• [WHAT TO DO]:
For each line in the records, produce an exact copy.

• [THE DATA]:

PR #2033, opened 2023-10-19
fix preprint routing

adlius:
-   Ticket: []
-   Feature flag: n/a


app/resolve-guid/route.ts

• [ANSWER TO THIS EXERCISE]:
PR #2033, opened 2023-10-19
fix preprint routing

adlius:
-   Ticket: []
-   Feature flag: n/a


app/resolve-guid/route.ts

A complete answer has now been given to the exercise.